### Your goal
If a line in the data below includes the string "ExperimentPhasePaused", please return a copy of it.
[Source data]
PR #3720, opened 2020-03-19
Don't use list.hover for file tree

siddharthkp:
To differentiate between hover and selected state in file tree - we only change foreground color to signal hover


lbogdan:
Build for latest commit https://github.com/codesandbox/codesandbox-client/pull/3720/commits/3d76ab00f77ffd5d29974cf668b075e15e4db581 is at https://pr3720.build.csb.dev/s/new.

DannyRuchtie:
He @siddharthkp  looking good,
Might be nice to have a transition like this on hover:   transition: color 150ms ease-in-out;
But I vaguely remember a discusion that it may not be desirable (for snappiness) ?

CompuIves:
> Might be nice to have a transition like this on hover: transition: color 150ms ease-in-out;

Yes, at least from my experience I think that a list of items feels slower when individual items have an animation. If you hover over all items quickly then the items "lag" behind with their animation.

PR #3726, opened 2020-03-19
WIP: Comment glyphs

christianalfoni:


lbogdan:
Build for latest commit https://github.com/codesandbox/codesandbox-client/pull/3726/commits/d90016ef9869a5a4649020bb02e5b8688c6ba6d8 is at https://pr3726.build.csb.dev/s/new.

christianalfoni:
I did some changes here:

1. I refactored `comments` into its own namespace of Overmind
2. Though the implementation of active glpyhs made perfect sense I moved it way back to where the glyphs are created, so it rather builds everything at the same spot
3. Now you can select code and write a comment and you it actually creates a comment 😮

packages/@types/ot/index.d.ts
```diff
@@ -21,5 +21,12 @@ declare module 'ot' {
     toJSON(): SerializedTextOperation;
   }
 
-  export { TextOperation };
+  class Selection {
```
siddharthkp: t4st comment

PR #363, opened 2020-03-22
Add `Protector` for all of the chaos to prevent unintentional injection

### LINKED ISSUE #179: UCP: Add protect policy to prevent the injected system from being unintentionally damaged

AngleNet:
Fix #179 
See #345 
### Check List 

Tests 

 - Unit test

Code changes

 - Has Go code change

Related changes

```release-note
NONE
```


AngleNet:
@cwen0 Help me to take a look at

api/v1alpha1/common_types.go
```diff
@@ -14,10 +14,35 @@
...
+// entire application cluster. That may be not our intention. We should protect
+// our application cluster from that disaster via a protector to make the
+// application cluster always in available.
+type ProtectorSpec struct {
+
+	// MaxInjectPercent specifies the ratio of maximum pods involved in the
+	// chaos to be injected later.  A value of less than or equal to 0, or
+	// greater than 100, we see it as illegal. It takes no effects for the
+	// protection.
+	MaxInjectPercent int `json:"maxInjectPercent,omitempty"`
```
Yisaer: I suggest replace the `MaxInjectPercent` to the `MinUnInfectedCount`.  The uninfected replica counts would be flexible during each round of syncing considering the `pod-kill` case or the external factor while the `MinUnInfectedCount` would always guarantee the expected health instances.

AngleNet: I think use `MinUnInfectedCount` is another point of view. Maybe we can support both at the same time ? @Yisaer

AngleNet: About ** considering the pod-kill case**, I did not fully understand this.I guess that in each round of a `pod-kill` action the selected pods will be decreased, however the `MaxInjectPercent` should calculated according to the number of initial selected pods. The implementation did that exactly right now. For example, we set `MaxInjectPercent` to `30`. If we selected 10 pods in the first reconciling round of the `pod-kill`, the max injected pods should always less than or equal to `10*0.3` in the later rounds. @Yisaer

Yisaer: Things would be much complex if we use radio here. And I also don't recommend recording the max injected pod counts in the first reconciling, considering not only the scaling (especially elastic auto-scaling) is common to see in the Kubernetes, (If the total pods which controlled by deployment have 10 replicas at initial, then we recorded 3 as max injected pods, and after that, the replicas of the deployment become 2, and the chaos-mesh kill all the pods finally), but also this design would make chaos-mesh controller more and more stateful. (I didn't see the benefit to use radio here for solving #179 comparing the fixed uninfected pods strategy)

AngleNet: Agreed ! I missed that services will be scaled during chaos injection. A stateless service is more preferred.

cwen0:
@AngleNet Is there any progress on this pr?

AngleNet:
@cwen0 Sorry for the late reply. I think it's almost there. However, I do not have time working on it lately. Is there kind guys to take over this?

Yisaer:
I can take this after June 1th ( after TiDB 4.0 release 😂 )

PR #370, opened 2020-03-23
Pause experiment

### LINKED ISSUE #294: UCP: Add a field in chaos object to allow to pause the current chaos experiment
## Description

Sometimes, we want to stop the current chaos experiment to debug the application and the chaos experiment will be restart later. So we don't want to delete this chaos experiment.

In order to meet the above scenario, we want to add an option to each chaos object to temporarily pause the current experiment. we can directly use `kubectl patch` method to modify this field to start or stop the chaos experiment. 

If the chaos action has been applied successfully,  when we pause the chaos experiment, we should cancel the current chaos action. 

## Score 

* 936

## Mentor(s)
* @cwen0 

## Recommended Skills

* Golang
* Kubernetes 
* CRD

## Learning Materials

* [CRD](https://kubernetes.io/docs/concepts/extend-kubernetes/api-extension/custom-resources/)

oraluben:
UCP #294 
Close #294 

### Check List 

Tests 

 - Unit test
 - E2E test
 - No code

Code changes

 - Has Go code change

Side effects

Related changes

```release-note
NONE
```


doc/pause.md
```diff
@@ -0,0 +1,112 @@
...
+chaos-controller-manager-7f67fbcfdc-nm6jl   1/1     Running             0          8s
+chaos-daemon-fbpsz                          1/1     Running             0          5m56s
+chaos-daemon-z7p5f                          1/1     Running             0          5m26s
+chaos-daemon-zhz2k                          0/1     ContainerCreating   0          6s
+```
+
+Pause the running chaos:
+```shell script
+$ kubectl patch podchaos pod-kill-example --namespace chaos-testing --type merge --patch 'status:
+  paused: true'
```
Gallardot: Why not defined the paused field on spec? I think define the paused field on status is not friendly for user.

oraluben: That's a point I'm not sure about. Firstly I have the field defined in spec, then I think it's a "status" thing and is not supposed to be in the "specification" of chaos, so here it is.
But on the other hand, I don't think user should patch on status, for it's better to be automatically generated/modified.

Gallardot: I think `spec` fields are for controller and user, `status` fields are for controller only.

@cwen0 @YangKeao What's your opinion.

Yisaer: According to `Deployment`'s spec, I tend to leave paused into spec.

https://github.com/kubernetes/api/blob/b5bd82427fa87d8b6fdf2c0b4cc2a2115c0c6de9/apps/v1/types.go#L303

controllers/common/types.go
```diff
@@ -69,6 +70,20 @@ func (r *Reconciler) Reconcile(req ctrl.Request) (ctrl.Result, error) {
...
+
+			err = r.Recover(ctx, req, chaos)
+			if err != nil {
+				r.Log.Error(err, "failed to pause chaos")
+				return ctrl.Result{Requeue: true}, err
+			}
+			status.Experiment.Phase = v1alpha1.ExperimentPhasePaused
+		} else {
+			r.Log.Error(err, "failed to pause chaos, the common chaos is not running.", "status", status.Experiment.Phase)
+			return ctrl.Result{}, errors.New("common chaos is not running")
```
Yisaer, line 85: I think this message would be misleading. If we paused the chaos when it is not running, we just skip the running process and I think it's also a successful puased action.

I also suggest send an event here to indicate the chaos is paused.

doc/pause.md
YangKeao: I prefer to set `Paused` field in spec .

controllers/common/types.go
oraluben: Thanks for your review, that makes more sense.
And I'm not sure if I get you about the "send an event" part. I have sent events in controller like https://github.com/pingcap/chaos-mesh/pull/370/files#diff-a52c75ede938739cb8d8e45acdfef8acR58-R62, are you referring to also send events in `{twophase,common}.Reconciler`?

controllers/twophase/twophase_suite_test.go
```diff
@@ -94,10 +94,16 @@ func (in *fakeTwoPhaseChaos) GetStatus() *v1alpha1.ChaosStatus {
 	return &in.Status
 }
 
+// IsDeleted returns whether this resource has been deleted
 func (in *fakeTwoPhaseChaos) IsDeleted() bool {
 	return in.Deleted
 }
 
+// IsPaused returns whether this resource is paused
```
AngleNet, line 102: `whether this resource is paused` to `whether this resource has been paused` ? To keep same doc style.

doc/pause.md
AngleNet: @oraluben Great ! I think you have already fixed this up. However, the doc should be fixed same either.

cwen0: @oraluben Please update this document.

oraluben:
Everything should be fine except a e2e test, and I'm having some trouble writing one because of my poor network connection (to run the test). I think I can resolve this in the next two days.

oraluben:
@Gallardot @AngleNet @cwen0 @Yisaer PTAL

test/e2e/chaos/pod.go
```diff
@@ -184,6 +186,86 @@ var _ = ginkgo.Describe("[chaos-mesh] Basic", func() {
...
+
+		err = wait.Poll(5*time.Second, 5*time.Minute, func() (done bool, err error) {
+			chaos := &v1alpha1.PodChaos{}
+			err = cli.Get(ctx, chaosKey, chaos)
+			if chaos.Status.Experiment.Phase == chaosmeshv1alpha1.ExperimentPhasePaused {
+				return true, nil
+			}
+			return false, err
+		})
+		framework.ExpectNoError(err, "Check paused chaos failed")
```
Yisaer, line 245: Almost lgtm, but the e2e case should be revised. I think we could record the pods uid after we create the nginx Deployments. Then, we apply the pod-kill chaos and checking wether is there any pod get killed by comparing the pods uid. Next, we patch the pause into pod-kill chaos. After that, we record the pods uid again and expect a timeout error from checking the pods whether haven't been deleted for 5 mins.

controllers/twophase/types.go
```diff
@@ -105,6 +105,22 @@ func (r *Reconciler) Reconcile(req ctrl.Request) (ctrl.Result, error) {
 		}
 
 		status.Experiment.Phase = v1alpha1.ExperimentPhaseFinished
+	} else if chaos.IsPaused() {
+		if status.Experiment.Phase == v1alpha1.ExperimentPhaseRunning {
```
fewdan, line 109: What happens when "chaos" is not "running"? For example, the current "chaos" has been "finished" or "failed".

fewdan: Rest LGTM

oraluben: > https://github.com/pingcap/chaos-mesh/pull/370#discussion_r401341634

@Yisaer 's idea is that we could pause a chaos that's not running. I think that makes some sense for the scenario in which we don't want to delete this chaos but to rerun later.

test/e2e/chaos/pod.go
oraluben: @Yisaer PTAL at the new e2e test

doc/pause.md
```diff
@@ -0,0 +1,149 @@
...
+      hostIP: 172.17.0.2
+      message: delete pod
+      name: chaos-daemon-g4s25
+      namespace: chaos-testing
+      podIP: ""
+    startTime: "2020-04-10T06:44:54Z"
+  phase: ""
+NAME                                        READY   STATUS              RESTARTS   AGE
+chaos-controller-manager-7f67fbcfdc-n2dht   1/1     Running             0          47s
+chaos-daemon-2tfcw                          0/1     ContainerCreating   0          2s
```
cwen0, line 63: `ContainerCreating` may confuse users.

test/e2e/chaos/pod.go
```diff
@@ -214,3 +330,27 @@ func waitDeploymentReady(name, namespace string, cli kubernetes.Interface) error
...
+				found = true
+				break
+			}
+		}
+		if !found {
+			return true
+		}
+	}
+	return false
+}
```
Yisaer, line 356: The logic here seems complex. We can change them into `string` and sort the string array and compare.

test/e2e/chaos/pod.go
```diff
@@ -214,3 +330,27 @@ func waitDeploymentReady(name, namespace string, cli kubernetes.Interface) error
...
 	})
 }
+
+func getUIDs(pods []corev1.Pod) []types.UID {
+	var ids []types.UID
+	for _, pod := range pods {
+		ids = append(ids, pod.UID)
+	}
+	return ids
+}
```
Yisaer, line 340: we could return string array here.

test/e2e/chaos/pod.go
```diff
@@ -214,3 +328,12 @@ func waitDeploymentReady(name, namespace string, cli kubernetes.Interface) error
 		return true, nil
 	})
 }
+
+func getUIDs3Pods(pods []corev1.Pod) [3]string {
```
Yisaer, line 332: why we limit 3 here. I think this is not necessary.

oraluben: I was trying to return an array here but it looks like there's no way to return a not-fixed-length array in a go function. Is there some better design for this kind of scenario?

test/e2e/chaos/pod.go
```diff
@@ -184,6 +186,118 @@ var _ = ginkgo.Describe("[chaos-mesh] Basic", func() {
...
+			ObjectMeta: metav1.ObjectMeta{
+				Name:      "nginx-kill",
+				Namespace: ns,
+			},
+			Spec: v1alpha1.PodChaosSpec{
+				Selector: v1alpha1.SelectorSpec{
+					Namespaces:     []string{ns},
+					LabelSelectors: map[string]string{"app": "nginx"},
+				},
+				Action: v1alpha1.PodKillAction,
```
cwen0, line 219: I think `pod-failure` is more available for this case, we can check the status of all pods to judge wheather the `pause`  is work.

Yisaer: we would finally cover all kinds of chaos in every case in e2e, "schedule / duration / pause", current e2e test is ok.

test/e2e/chaos/pod.go
Yisaer: I think you could build a function which receives 2 pod array and compare whether they have same uid and return the boolean result.

Yisaer:
@oraluben  plz solve the conflict, and we can run e2e test in our ci now.

test/e2e/chaos/pod.go
oraluben: I see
[/Source data]
### Solution for this task
+			status.Experiment.Phase = v1alpha1.ExperimentPhasePaused
+			if chaos.Status.Experiment.Phase == chaosmeshv1alpha1.ExperimentPhasePaused {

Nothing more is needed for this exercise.